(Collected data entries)
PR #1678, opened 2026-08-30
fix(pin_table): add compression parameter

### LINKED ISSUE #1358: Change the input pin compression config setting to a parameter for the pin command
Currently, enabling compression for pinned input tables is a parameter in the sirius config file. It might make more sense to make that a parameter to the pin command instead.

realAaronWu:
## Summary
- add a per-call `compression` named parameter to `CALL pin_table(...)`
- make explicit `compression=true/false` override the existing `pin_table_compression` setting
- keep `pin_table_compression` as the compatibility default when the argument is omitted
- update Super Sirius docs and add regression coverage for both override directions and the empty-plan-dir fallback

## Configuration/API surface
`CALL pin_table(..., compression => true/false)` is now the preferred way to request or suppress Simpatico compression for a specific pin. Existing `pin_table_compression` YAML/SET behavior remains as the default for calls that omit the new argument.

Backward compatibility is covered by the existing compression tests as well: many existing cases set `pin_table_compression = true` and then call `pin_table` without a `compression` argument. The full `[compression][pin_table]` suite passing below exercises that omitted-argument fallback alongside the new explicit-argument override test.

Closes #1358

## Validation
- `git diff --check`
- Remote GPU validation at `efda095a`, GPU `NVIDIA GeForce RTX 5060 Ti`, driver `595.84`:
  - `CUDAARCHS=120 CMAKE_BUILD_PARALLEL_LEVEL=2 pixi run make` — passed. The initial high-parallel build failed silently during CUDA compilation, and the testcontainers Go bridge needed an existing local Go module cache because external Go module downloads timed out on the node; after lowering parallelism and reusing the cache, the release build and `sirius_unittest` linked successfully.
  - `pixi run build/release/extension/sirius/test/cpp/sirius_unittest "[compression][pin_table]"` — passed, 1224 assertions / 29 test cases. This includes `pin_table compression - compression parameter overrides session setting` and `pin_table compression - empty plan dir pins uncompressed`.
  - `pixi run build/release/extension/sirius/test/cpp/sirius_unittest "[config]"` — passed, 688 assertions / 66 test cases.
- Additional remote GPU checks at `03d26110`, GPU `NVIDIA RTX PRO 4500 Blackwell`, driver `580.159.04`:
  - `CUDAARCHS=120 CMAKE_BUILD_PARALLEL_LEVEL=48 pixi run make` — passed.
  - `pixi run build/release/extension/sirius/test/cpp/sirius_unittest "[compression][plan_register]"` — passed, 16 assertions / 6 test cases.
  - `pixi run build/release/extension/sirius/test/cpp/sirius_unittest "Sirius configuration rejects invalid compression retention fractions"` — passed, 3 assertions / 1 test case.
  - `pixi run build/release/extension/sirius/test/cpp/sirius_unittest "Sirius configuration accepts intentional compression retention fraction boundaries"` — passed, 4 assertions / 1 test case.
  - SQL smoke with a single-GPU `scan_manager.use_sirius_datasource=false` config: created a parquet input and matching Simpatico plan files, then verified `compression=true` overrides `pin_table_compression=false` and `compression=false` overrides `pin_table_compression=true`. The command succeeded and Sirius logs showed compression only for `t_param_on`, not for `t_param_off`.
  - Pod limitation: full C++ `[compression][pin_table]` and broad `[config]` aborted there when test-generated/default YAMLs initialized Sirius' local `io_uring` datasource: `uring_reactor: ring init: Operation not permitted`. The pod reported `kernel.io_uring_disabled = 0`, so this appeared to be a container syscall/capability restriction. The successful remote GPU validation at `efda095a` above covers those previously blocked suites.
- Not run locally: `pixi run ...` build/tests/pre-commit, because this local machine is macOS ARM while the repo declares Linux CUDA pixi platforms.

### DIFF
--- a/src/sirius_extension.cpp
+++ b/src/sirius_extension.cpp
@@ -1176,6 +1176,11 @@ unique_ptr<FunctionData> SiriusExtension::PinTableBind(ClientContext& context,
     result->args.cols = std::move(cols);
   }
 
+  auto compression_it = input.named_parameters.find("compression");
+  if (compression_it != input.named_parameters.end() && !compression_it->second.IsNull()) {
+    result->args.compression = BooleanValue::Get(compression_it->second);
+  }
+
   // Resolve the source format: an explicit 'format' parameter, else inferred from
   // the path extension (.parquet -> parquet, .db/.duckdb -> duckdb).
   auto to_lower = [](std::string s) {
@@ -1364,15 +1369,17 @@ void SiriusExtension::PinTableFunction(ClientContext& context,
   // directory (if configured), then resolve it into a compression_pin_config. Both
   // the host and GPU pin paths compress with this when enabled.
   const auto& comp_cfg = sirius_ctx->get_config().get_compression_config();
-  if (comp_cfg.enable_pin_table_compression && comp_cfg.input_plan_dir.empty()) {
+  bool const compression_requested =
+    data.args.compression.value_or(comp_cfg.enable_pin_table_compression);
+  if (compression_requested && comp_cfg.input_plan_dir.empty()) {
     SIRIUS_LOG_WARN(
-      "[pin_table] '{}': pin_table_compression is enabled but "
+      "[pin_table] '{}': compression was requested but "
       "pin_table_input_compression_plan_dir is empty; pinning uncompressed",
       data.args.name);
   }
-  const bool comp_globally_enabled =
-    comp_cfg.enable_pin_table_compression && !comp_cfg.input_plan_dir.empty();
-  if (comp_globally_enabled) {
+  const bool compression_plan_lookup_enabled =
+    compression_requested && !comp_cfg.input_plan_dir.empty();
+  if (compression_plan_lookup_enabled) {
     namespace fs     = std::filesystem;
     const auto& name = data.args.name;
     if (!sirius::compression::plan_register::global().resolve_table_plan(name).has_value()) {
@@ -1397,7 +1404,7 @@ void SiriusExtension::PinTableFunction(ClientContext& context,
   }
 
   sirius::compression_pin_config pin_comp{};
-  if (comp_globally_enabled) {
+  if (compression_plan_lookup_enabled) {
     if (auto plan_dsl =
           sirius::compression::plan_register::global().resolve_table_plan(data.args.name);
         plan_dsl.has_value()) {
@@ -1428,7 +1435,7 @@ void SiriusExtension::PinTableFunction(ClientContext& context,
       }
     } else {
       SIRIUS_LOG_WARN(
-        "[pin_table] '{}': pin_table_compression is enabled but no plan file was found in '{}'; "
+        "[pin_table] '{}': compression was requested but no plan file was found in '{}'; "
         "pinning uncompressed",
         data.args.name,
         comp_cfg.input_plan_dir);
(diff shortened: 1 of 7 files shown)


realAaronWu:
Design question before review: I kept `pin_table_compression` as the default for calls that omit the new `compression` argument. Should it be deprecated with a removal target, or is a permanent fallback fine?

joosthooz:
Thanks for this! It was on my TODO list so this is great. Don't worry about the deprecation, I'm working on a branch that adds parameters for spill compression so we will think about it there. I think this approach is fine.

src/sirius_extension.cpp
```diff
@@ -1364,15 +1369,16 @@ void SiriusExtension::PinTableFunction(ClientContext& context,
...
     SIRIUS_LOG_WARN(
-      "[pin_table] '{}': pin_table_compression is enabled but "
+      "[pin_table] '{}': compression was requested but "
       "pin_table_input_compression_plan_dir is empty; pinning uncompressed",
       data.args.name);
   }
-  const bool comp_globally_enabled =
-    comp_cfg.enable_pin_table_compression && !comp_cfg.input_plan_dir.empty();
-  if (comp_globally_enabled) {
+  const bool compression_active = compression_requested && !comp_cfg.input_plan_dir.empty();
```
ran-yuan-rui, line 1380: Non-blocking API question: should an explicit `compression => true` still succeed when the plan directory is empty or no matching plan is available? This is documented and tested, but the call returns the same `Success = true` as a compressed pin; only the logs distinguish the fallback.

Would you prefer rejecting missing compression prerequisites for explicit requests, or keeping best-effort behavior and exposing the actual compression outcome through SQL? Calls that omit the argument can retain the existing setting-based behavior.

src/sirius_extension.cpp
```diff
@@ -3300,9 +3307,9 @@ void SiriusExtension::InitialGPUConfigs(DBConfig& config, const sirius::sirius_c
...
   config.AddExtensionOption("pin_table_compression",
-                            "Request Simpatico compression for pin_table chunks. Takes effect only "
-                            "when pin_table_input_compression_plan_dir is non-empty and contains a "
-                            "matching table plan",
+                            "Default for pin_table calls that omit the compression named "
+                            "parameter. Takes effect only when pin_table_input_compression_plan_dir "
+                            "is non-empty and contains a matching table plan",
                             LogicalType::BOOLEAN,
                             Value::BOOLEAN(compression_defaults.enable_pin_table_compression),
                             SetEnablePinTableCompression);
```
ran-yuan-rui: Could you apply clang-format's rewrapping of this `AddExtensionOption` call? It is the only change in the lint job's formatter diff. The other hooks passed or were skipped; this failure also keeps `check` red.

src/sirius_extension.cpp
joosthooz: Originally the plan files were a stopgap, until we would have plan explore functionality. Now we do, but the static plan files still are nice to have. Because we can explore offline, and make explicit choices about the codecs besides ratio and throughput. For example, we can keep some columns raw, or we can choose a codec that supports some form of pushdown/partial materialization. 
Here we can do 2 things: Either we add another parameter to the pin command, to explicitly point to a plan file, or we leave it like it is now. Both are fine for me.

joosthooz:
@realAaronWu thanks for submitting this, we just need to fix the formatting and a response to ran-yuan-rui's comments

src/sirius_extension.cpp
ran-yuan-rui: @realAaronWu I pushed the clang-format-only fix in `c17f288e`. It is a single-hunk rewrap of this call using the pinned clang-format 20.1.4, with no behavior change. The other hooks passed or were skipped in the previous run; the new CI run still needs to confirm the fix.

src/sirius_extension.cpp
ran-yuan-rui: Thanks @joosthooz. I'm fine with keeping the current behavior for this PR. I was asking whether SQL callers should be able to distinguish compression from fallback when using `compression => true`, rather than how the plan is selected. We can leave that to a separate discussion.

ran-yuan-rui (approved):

- _TO DO_:
Please give back only the lines between the first line of the entries and the line with "the new argument.", both ends included, word for word.

- _SOLUTION FOR THIS EXERCISE_:
PR #1678, opened 2026-08-30
fix(pin_table): add compression parameter

### LINKED ISSUE #1358: Change the input pin compression config setting to a parameter for the pin command
Currently, enabling compression for pinned input tables is a parameter in the sirius config file. It might make more sense to make that a parameter to the pin command instead.

realAaronWu:
## Summary
- add a per-call `compression` named parameter to `CALL pin_table(...)`
- make explicit `compression=true/false` override the existing `pin_table_compression` setting
- keep `pin_table_compression` as the compatibility default when the argument is omitted
- update Super Sirius docs and add regression coverage for both override directions and the empty-plan-dir fallback

## Configuration/API surface
`CALL pin_table(..., compression => true/false)` is now the preferred way to request or suppress Simpatico compression for a specific pin. Existing `pin_table_compression` YAML/SET behavior remains as the default for calls that omit the new argument.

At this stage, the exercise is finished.